- Directions
Only the lines from the opening of the material through the one containing "from fractions import Fraction" should be reproduced, each exactly as it stands.

- Record set

PR #4233, opened 2021-07-30
Pytest for test_videoapi.py and test_video_reader.py

vmoens:
I also removed the common_utils.py/TestCase class which -- as far as i can tell - wasn't used anywhere. This is probably the most contentious point of this PR and needs proper reviewing!

### DIFF
--- a/test/test_video_reader.py
+++ b/test/test_video_reader.py
@@ -2,7 +2,7 @@ import collections
 import itertools
 import math
 import os
-import unittest
+import pytest
 from fractions import Fraction
 
 import numpy as np
@@ -12,7 +12,7 @@ from numpy.random import randint
 from torchvision import set_video_backend
 from torchvision.io import _HAS_VIDEO_OPT
 from common_utils import PY39_SKIP, assert_equal
-import pytest
+
 
 try:
     import av
@@ -564,8 +564,6 @@ class TestVideoReader:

- Answer area
PR #4233, opened 2021-07-30
Pytest for test_videoapi.py and test_video_reader.py

vmoens:
I also removed the common_utils.py/TestCase class which -- as far as i can tell - wasn't used anywhere. This is probably the most contentious point of this PR and needs proper reviewing!

### DIFF
--- a/test/test_video_reader.py
+++ b/test/test_video_reader.py
@@ -2,7 +2,7 @@ import collections
 import itertools
 import math
 import os
-import unittest
+import pytest
 from fractions import Fraction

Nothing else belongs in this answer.